*** MATERIAL PROVIDED

PR #3608, opened 2023-06-01
[Feature] [MER-2078] adaptive pages inside torus navigation

marc-hughes:
Adds the ability to display adaptive lessons within the torus navigation UI.

To enable this, see the "Display Torus Navigation" option on the Lesson panel of the adaptive authoring environment.

image

Demo:

https://github.com/Simon-Initiative/oli-torus/assets/333265/c9231154-4635-41dc-a23f-4c9329216453

### DIFF
--- a/lib/oli/delivery/adaptive_iframe.ex
+++ b/lib/oli/delivery/adaptive_iframe.ex
@@ -5,28 +5,28 @@ defmodule Oli.Delivery.AdaptiveIFrame do
   @chrome_height 175
   @chrome_width 150
 
-  defp get_size(revision) do
-    content_height = Map.get(revision.content["custom"], "defaultScreenHeight", @default_height)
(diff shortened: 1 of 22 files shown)


lib/oli/delivery/adaptive_iframe.ex
```diff
@@ -0,0 +1,41 @@
+defmodule Oli.Delivery.AdaptiveIFrame do
```
darrensiegel, line 1: This module probably should be someplace under `OliWeb`, instead of `Oli` so that we do not introduce a dependency on `OliWeb.Router.Helpers` into the core `Oli` space.

darrensiegel (changes requested):
This is great.  Just one change to avoid a dependency ordering problem

darrensiegel (approved):

Issue #3506, opened 2023-05-09
Tokamak: Drag and Drop doesn't always register feedback


halturner:
When dropping initiators into drag and drop zones, the feedback is not always triggered. See the screen recording, where an initiator was dropped into multiple zones that initially didn't result in feedback, but later did.

https://tokamak.oli.cmu.edu/sections/kth_onelearns_4_may_2023/page/74yy1_knowledge_37jhg
LBD with text "By reading the material above you should be able to infer the correct answers to these questions. Each of the statements below represent a student acquiring a piece of knowledge/a type of knowledge. Classify the knowledge described as Declarative, Procedural, or Concepts & Principles."

https://github.com/Simon-Initiative/oli-torus/assets/24977416/a7828c02-0b80-49b3-a81a-e87ea31ef47e

darrensiegel:
https://eliterate.atlassian.net/browse/MER-1974

eliknebel:
fixed

PR #3636, opened 2023-06-06
[MER-1974] custom dnd race condition

marc-hughes:
This fixes an issue described in MER-1974 / #3506 where, in delivery mode, moving the dropped tile around after the initial drop would sometimes lead to feedback not being triggered.

The root problem was that the custom dnd activity was resetting the part attempt, and then calling resetAndSubmitPart without waiting for the part attempt reset to finish. Most of the time, that would work out just fine. Sometimes, the second call finished before the first. In those cases, the order of the part attempts in the DB would be backwards from what was expected, and the server call to submit the next attempt would fail since it only looks for the latest attempt record.

Preview mode continues to only work for the first drop of each tile. That was the behavior before this fix and I left that as-is until higher priority items can be finished.

### DIFF
--- a/assets/src/components/activities/check_all_that_apply/CheckAllThatApplyDelivery.tsx
+++ b/assets/src/components/activities/check_all_that_apply/CheckAllThatApplyDelivery.tsx
@@ -105,7 +105,7 @@ export const CheckAllThatApplyComponent: React.FC = () => {
 // Defines the web component, a simple wrapper over our React component above
 export class CheckAllThatApplyDelivery extends DeliveryElement<CATASchema> {
   render(mountPoint: HTMLDivElement, props: DeliveryElementProps<CATASchema>) {
-    const store = configureStore({}, activityDeliverySlice.reducer);
+    const store = configureStore({}, activityDeliverySlice.reducer, { name: 'CATADelivery' });
     ReactDOM.render(
       <Provider store={store}>
         <DeliveryElementProvider {...props}>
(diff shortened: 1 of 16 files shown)


assets/src/components/activities/check_all_that_apply/CheckAllThatApplyDelivery.tsx
```diff
@@ -105,7 +105,7 @@ export const CheckAllThatApplyComponent: React.FC = () => {
 // Defines the web component, a simple wrapper over our React component above
 export class CheckAllThatApplyDelivery extends DeliveryElement<CATASchema> {
   render(mountPoint: HTMLDivElement, props: DeliveryElementProps<CATASchema>) {
-    const store = configureStore({}, activityDeliverySlice.reducer);
+    const store = configureStore({}, activityDeliverySlice.reducer, { name: 'CATADelivery' });
```
marc-hughes, line 108: At one point, I had a theory about multiple redux stores being the cause of this bug, and the redux-dev tools were very difficult to use because they weren't labeled. It didn't end up being the case, but I did label these to make it easier for future debugging.

assets/src/components/activities/custom_dnd/DragCanvas.tsx
```diff
@@ -118,35 +118,43 @@ function focusDraggable(shadowRoot: any, draggableId: string | null, props: Drag
...
+        const newlyDropped = (ev.currentTarget as any).children[0];
+        newlyDropped.style.left = '0px';
+        newlyDropped.style.top = '0px';
+        newlyDropped.style.position = 'relative';
+
+        const targetId = (ev.currentTarget as any).getAttribute('input_ref');
+        focusTarget(shadowRoot, targetId, props);
+
+        if (prevTargetId) {
+          await props.onDetach(prevTargetId, inputVal);
```
marc-hughes, line 151: Moving this here and throwing in an await (as well as some upstream changes to make it async) was the actual fix.

eliknebel (approved):

PR #3656, opened 2023-06-07
[BUGFIX][MER-2097] Submit survey button not rendered

augusto1024:
[Link to the story](https://eliterate.atlassian.net/browse/MER-2097)

image

### DIFF
--- a/lib/oli/rendering/activity/html.ex
+++ b/lib/oli/rendering/activity/html.ex
@@ -84,7 +84,12 @@ defmodule Oli.Rendering.Activity.Html do
           render_single_activity_html(tag, context, summary, bib_params, model_json)
         else
           [
-            render_historical_attempts(summary.id, context.historical_attempts, section_slug, context.liveview),
+            render_historical_attempts(
+              summary.id,
+              context.historical_attempts,
+              section_slug,
+              context
+            ),
             render_single_activity_html(tag, context, summary, bib_params, model_json)
           ]
         end
@@ -94,7 +99,7 @@ defmodule Oli.Rendering.Activity.Html do
     end
   end
 
-  defp render_historical_attempts(activity_id, historical_attempts, section_slug, liveview) do
+  defp render_historical_attempts(activity_id, historical_attempts, section_slug, context) do
     case historical_attempts do
       nil ->
         []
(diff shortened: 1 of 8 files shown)


eliknebel:
I think the Jira link might not be correct here

lib/oli/rendering/activity/html.ex
```diff
@@ -109,23 +109,45 @@ defmodule Oli.Rendering.Activity.Html do
...
-                          a.updated_at,
-                          "{Mfull} {D}, {YYYY} at {h12}:{m} {AM} {Zabbr}"
-                        )
-                    }
-                  end),
-                sectionSlug: section_slug
-              })
+              case liveview do
+                true ->
+                  PhoenixLiveReact.live_react_component("Components.AttemptSelector", %{
```
eliknebel, line 114: In an effort to eliminate duplicated ReactPhoenix/ReactLivePhoenix react component definitions like these, I created a module `OliWeb.Common.React` `lib/oli_web/common/react.ex` to handle both cases. Though currently, it only accepts a SessionContext struct I think we could expand it to just accept an `is_liveview` param as well, then we could use this single common component here instead of defining twice? What do you think?

```
defmodule OliWeb.Common.React do
  # use Phoenix.Component

  import PhoenixLiveReact

  alias OliWeb.Common.SessionContext

  def component(_ctx_or_is_liveview?, name, props, opts \\ %{})

  def component(%SessionContext{is_liveview: true}, name, props, opts),
    do: live_react_component(name, props, opts)

  def component(%SessionContext{is_liveview: false}, name, props, opts),
    do: ReactPhoenix.ClientSide.react_component(name, props, opts)

  def component(true = _is_liveview, name, props, opts),
    do: live_react_component(name, props, opts)

  def component(false = _is_liveview, name, props, opts),
    do: ReactPhoenix.ClientSide.react_component(name, props, opts)
end

```

lib/oli/rendering/alternatives/html.ex
```diff
@@ -57,19 +57,37 @@ defmodule Oli.Rendering.Alternatives.Html do
...
-            mode,
-            user,
-            section_slug,
-            alternatives_id,
-            extrinsic_read_section_fn
-          )
-      })
+      case Map.get(context, :liveview) do
+        true ->
+          PhoenixLiveReact.live_react_component("Components.AlternativesPreferenceSelector", %{
```
eliknebel, line 62: Same comment as above

eliknebel (changes requested):

lib/oli/rendering/activity/html.ex
augusto1024: Yup, that sounds great! Maybe we can change it so that it accepts a map instead of a `SessionContext`? WDYT?

eliknebel (approved):

PR #3658, opened 2023-06-07
[BUGFIX][MER-2112] Fix manage section links for instructor

augusto1024:
[Link to the story](https://eliterate.atlassian.net/browse/MER-2112)

### DIFF
--- a/lib/oli_web/live/sections/overview_view.ex
+++ b/lib/oli_web/live/sections/overview_view.ex
@@ -132,22 +132,15 @@ defmodule OliWeb.Sections.OverviewView do
       </Group>
       <Group label="Curriculum" description="Manage content delivered to students">
         <ul class="link-list">
-        <li>
-          <a target="_blank" href={Routes.instructor_dashboard_path(OliWeb.Endpoint, :preview, @section.slug, :overview)} class={"btn btn-link"}><span>Preview Course as Instructor</span> <i class="fas fa-external-link-alt self-center ml-1"></i></a>
-        </li>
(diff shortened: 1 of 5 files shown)


lib/oli_web/live/sections/overview_view.ex
```diff
@@ -132,22 +132,15 @@ defmodule OliWeb.Sections.OverviewView do
...
             <a
               target="_blank"
-              href={Routes.instructor_dashboard_path(OliWeb.Endpoint, :preview, @section.slug, :content)}
+              href={Routes.instructor_dashboard_path(OliWeb.Endpoint, :preview, @section.slug, :overview)}
               class="btn btn-link"
             ><span>Preview Course as Instructor</span> <i class="fas fa-external-link-alt self-center ml-1" /></a>
           </li>
           <li><a
-              href={Routes.page_delivery_path(OliWeb.Endpoint, :index, @section.slug)}
+              href={Routes.page_delivery_path(OliWeb.Endpoint, :index_preview, @section.slug)}
```
eliknebel, line 143: I think this should be `Routes.page_delivery_path(OliWeb.Endpoint, :index, @section.slug)` same as the URL listed in the details above. This link should be the same link that can be shared with students to access the course, or an instructor can click to enter as a student, not preview

eliknebel (changes requested):

lib/oli_web/live/sections/overview_view.ex
eliknebel: After realizing this what what this link used to be, and investigating further, it seems there is something strange about how these URLs are being redirected. This might require further investigation that we can follow up with. For now, this resolves the core of the issue here so I will approve and we can follow up with a targeted fix

eliknebel (approved):

PR #5231, opened 2024-10-31
[BUG FIX] [MER-3412] Image component has fixed aspect ratio based on image dimensions

dtiwarATS:
Hey @bsparks, could you please look at this PR. Thanks

### DIFF
--- a/assets/src/components/parts/janus-image/ImageAuthor.tsx
+++ b/assets/src/components/parts/janus-image/ImageAuthor.tsx
@@ -50,7 +50,15 @@ const ImageAuthor: React.FC<AuthorPartComponentProps<ImageModel>> = (props) => {
 
     const currentWidth = imageContainerRef.current.width;
     const currentHeight = imageContainerRef.current.height;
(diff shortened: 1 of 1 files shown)


assets/src/components/parts/janus-image/ImageAuthor.tsx
```diff
@@ -50,7 +50,15 @@ const ImageAuthor: React.FC<AuthorPartComponentProps<ImageModel>> = (props) => {
 
     const currentWidth = imageContainerRef.current.width;
     const currentHeight = imageContainerRef.current.height;
-    if (naturalWidth <= 0 || naturalHeight <= 0 || currentWidth <= 0 || currentHeight <= 0) {
+
+    const updatedWidth = updatedModel?.width || 0;
```
dtiwarATS, line 54: this will fix the latest comment in the ticket ->

`For some of the lessons, we have custom CSS where we delete the width of an image, then it defaults to full screen. Right now, if we delete the width, it automatically returns to 100. Could we add in a mechanism to not resize when the width is deleted? `

darrensiegel (approved):

PR #5240, opened 2024-11-07
[BUG FIX] [MER-3918] Simple Author and Advanced Author - Slider component - Setting intervals

dtiwarATS:
Hey @bsparks could you please look at the PR? Thanks.

There are 2 changes made for this card:
- We have added a description to the field that says '**_Value cannot be smaller than 1/100 of the range between the min and max values_**'
image
- If user enters a value that increases the threshold, system will assign the max threshold value in the interval field.

https://github.com/user-attachments/assets/8e9eb0bb-11b8-4051-9ebd-143a86ce451a

### DIFF
--- a/assets/src/components/parts/janus-slider/SliderAuthor.tsx
+++ b/assets/src/components/parts/janus-slider/SliderAuthor.tsx
@@ -1,10 +1,11 @@
 import React, { CSSProperties, useEffect, useRef, useState } from 'react';
 import { AuthorPartComponentProps } from 'components/parts/types/parts';
+import { clone } from 'utils/common';
 import './Slider.scss';
 import { SliderModel } from './schema';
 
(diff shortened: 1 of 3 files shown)


assets/src/components/parts/janus-slider/SliderAuthor.tsx
```diff
@@ -71,6 +72,18 @@ const SliderAuthor: React.FC<AuthorPartComponentProps<SliderModel>> = (props) =>
     if (snapInterval) {
       const options = [];
       const numberOfTicks = (maximum - minimum) / snapInterval;
+      const numberOfTricksThreshold = 100;
```
bsparks, line 75: typo: "tricks" instead of "ticks"

eliknebel (approved):

PR #5247, opened 2024-11-12
[BUG FIX] [MER-4004] Fix snapshot creation for manually graded activities when Oban is enabled.

manelli:
When Oban was enabled, scoring a manually graded activity would queue the snapshot creation instead of creating it immediately. This caused a false error message to appear in the UI. 

See: https://eliterate.atlassian.net/browse/MER-4004


Francisco-Castro (approved):
Nice job!

I tested locally and it works expected.

PR #5250, opened 2024-11-12
[FEATURE] [MER-3807] My assignments student view

nicocirio:
[Link](https://eliterate.atlassian.net/browse/MER-3807) to the ticket

- [X] Light and dark mode
- [X] Back button to return to assignments
- [X] Responsive (added ellipsis when we have an overflow on the title)
- [X] Reduced memory footprint

https://github.com/user-attachments/assets/6f83c068-be96-46a2-99c0-cf57d41293af


lib/oli_web/live/delivery/student/assignments_live.ex
```diff
@@ -0,0 +1,245 @@
...
+      )
+    end)
+  end
+
+  def handle_info(:gc, socket) do
+    # manually garbage collect to reduce memory usage after mount/3
+    :erlang.garbage_collect(socket.transport_pid)
+    :erlang.garbage_collect(self())
+    {:noreply, socket}
+  end
```
gastonabella, line 61: Since this piece of code is starting to repeat across different LiveViews, I'm beginning to think that it might be a good idea to extract it to the `OliWeb` module as an option of the `live_view` macro.

Something like
```elixir
use OliWeb, :live_view, garbage_collect: true
```

We could discuss it further and do the refactor in a separate PR. I'm just opening the discussion :)

gastonabella (approved):
Great work!

lib/oli_web/live/delivery/student/assignments_live.ex
nicocirio: I love the idea! 🚀

PR #5252, opened 2024-11-13
[ENHANCEMENT] [MER-3997] Add CAPI to Track Popup Opening by Student

dtiwarATS:
Hey @bsparks, could you please look at the PR. Thanks

### DIFF
--- a/assets/src/components/parts/janus-popup/Popup.tsx
+++ b/assets/src/components/parts/janus-popup/Popup.tsx
@@ -55,6 +55,11 @@ const Popup: React.FC<PartComponentProps<PopupModel>> = (props) => {
           type: CapiVariableTypes.BOOLEAN,
           value: false,
         },
+        {
+          key: 'userOpened',
+          type: CapiVariableTypes.BOOLEAN,
+          value: false,
+        },
       ],
     });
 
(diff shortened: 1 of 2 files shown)


bsparks:
maybe I'm not remembering right, but this seems like a weird way to use CAPI... maybe it's common already?

assets/src/components/parts/janus-popup/Popup.tsx
```diff
@@ -209,6 +214,21 @@ const Popup: React.FC<PartComponentProps<PopupModel>> = (props) => {
     };
   }, [props.notify]);
 
+  useEffect(() => {
+    if (showPopup) {
```
bsparks, line 218: does this flag actually "prove" that the user did it? seems like we'd need a click event on a button or something?

bsparks (approved):

dtiwarATS:
> maybe I'm not remembering right, but this seems like a weird way to use CAPI... maybe it's common already?

Actually, it's not a CAPI. it's just a new attribute in adaptivitySchema of pop-up. May be the title is confusing.

assets/src/components/parts/janus-popup/Popup.tsx
dtiwarATS: If this flag is true then it means the pop-up was opened and student had read it hence, I set the `userOpened `property to it.

If we  go with the button click then the problem with that it, it the pop-up is opened by default then students will only close the pop-up so the main pop-up button will never get clicked hence I didn't set it on button click.

PR #5262, opened 2024-11-21
[BUG FIX] [MER-4033] fix evaluation of signed floats without leading zero

andersweinstein:
Torus accepts floating point input without leading zero, e.g. `.333`. However, evaluation code was not properly handling this form when a sign was prefixed, e.g. `-.333`, causing answers of this form to be marked incorrect. Error was caused by a step where code converts the zero-less form to a zero-prefixed form; regexp used there was not allowing for possible sign.

This also adds a few unit tests for this case.


gastonabella (approved):
Looks good!

PR #5265, opened 2024-11-23
[ENHANCEMENT] [MER-4012] first access to a large course real chem has a significant wait time

Francisco-Castro:
Ticket: [MER-4012](https://eliterate.atlassian.net/browse/MER-4012)

This PR contains 2 parts:

1. Moves the triggering of the Depot from `Student.Index` to the point where an instructor creates a `CourseSection`. This change aims to prevent the first student from triggering the Depot, potentially improving their experience.

3. Introduces DepotWarmer, a module that preloads entries into the Depot system when the application is deployed.

[MER-4012]: https://eliterate.atlassian.net/browse/MER-4012?atlOrigin=eyJpIjoiNWRkNTljNzYxNjVmNDY3MDlhMDU5Y2ZhYzA5YTRkZjUiLCJwIjoiZ2l0aHViLWNvbS1KU1cifQ


lib/oli_web/live/new_course/new_course.ex
```diff
@@ -432,13 +434,16 @@ defmodule OliWeb.Delivery.NewCourse do
...
+    end)
 
-    {:noreply,
-     redirect(socket,
-       to: Routes.live_path(OliWeb.Endpoint, OliWeb.Sections.OverviewView, section_slug)
-     )}
+    socket
+    |> put_flash(:info, "Section successfully created.")
+    |> redirect(to: ~p"/sections/#{section_slug}/manage")
+    |> noreply()
```
manelli, line 446: Nitpick: helper functions can sometimes make code look "prettier," they aren't always necessary, especially when the standard approach is already straightforward and widely understood. The current implementation of the `{:no_reply, socket}` follows the standard pattern, which is often preferable for consistency and maintainability
WDYT?

lib/oli/delivery/sections/section_resource_depot.ex
```diff
@@ -178,12 +177,31 @@ defmodule Oli.Delivery.Sections.SectionResourceDepot do
...
+        where: sr.section_id == ^section_id,
+        where: sr.resource_type_id in [^page, ^container, ^objective],
         select: sr
 
     results = Repo.all(query)
 
     Depot.clear_and_set(@depot_desc, section_id, results)
   end
+
+  def fetch_recently_active_sections() do
```
manelli, line 189: Should we move this section to the Sections context since it query information related to the sections, not the depot?
something like `fetch_sections_updated_since(time_ago)`
WDYT

manelli (commented):
Hi @Francisco-Castro left some minor comments. Let me know what you think. Awesome work 💯

lib/oli_web/live/new_course/new_course.ex
Francisco-Castro: It makes sense what you are saying. What you’re saying makes sense. What I’ve found is that we have a combination of two patterns in our codebase:

Type 1:

```
{:noreply,
  assign(socket,
  key_1: :val_1,
  key_2: :val_2,
  ...: ...
  key_N: :val_N,
  )}
```

Type 2:

```
socket = assign(socket,
  key_1: :val_1,
  key_2: :val_2,
  ...: ...
  key_N: :val_N,
  )

{:noreply,, socket}
```

There’s nothing inherently wrong with these approaches, but there are trade-offs. Type 1 is widely used in our codebase. However, for me, it’s not immediately obvious where the second tuple ends, which creates a lot of pain points when working with this pattern. It’s not very reader-friendly. While writing this pattern might feel straightforward, reading it can be challenging. As writers, we have context because we’re starting the sentence, but readers don’t always have the same advantage.

On the other hand, Type 2 is more structured and easier to follow. But it’s sometimes not the preferred choice among developers, perhaps because we approach writing and reading code differently.

The approach I’ve taken here is inspired by similar patterns I’ve seen in other projects. Additionally, [German Velazco](https://www.elixirstreams.com/tips/awesome-ok-noreply-liveview-helpers?utm_source=elixir-merge) has expressed support for this style.

My intention in adding this function is not just to make the code “prettier” but to make it easier to read. Given that we frequently use the Type 1 approach in our project, using `noreply/1` plays well with the pipe operator and doesn’t introduce significant overhead when applied.

Please let me know what you think.

manelli (approved):
Awesome job! 🚀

******

Once the lines above that include "attachments" are counted, report the number and nothing else.

ANSWER SECTION
2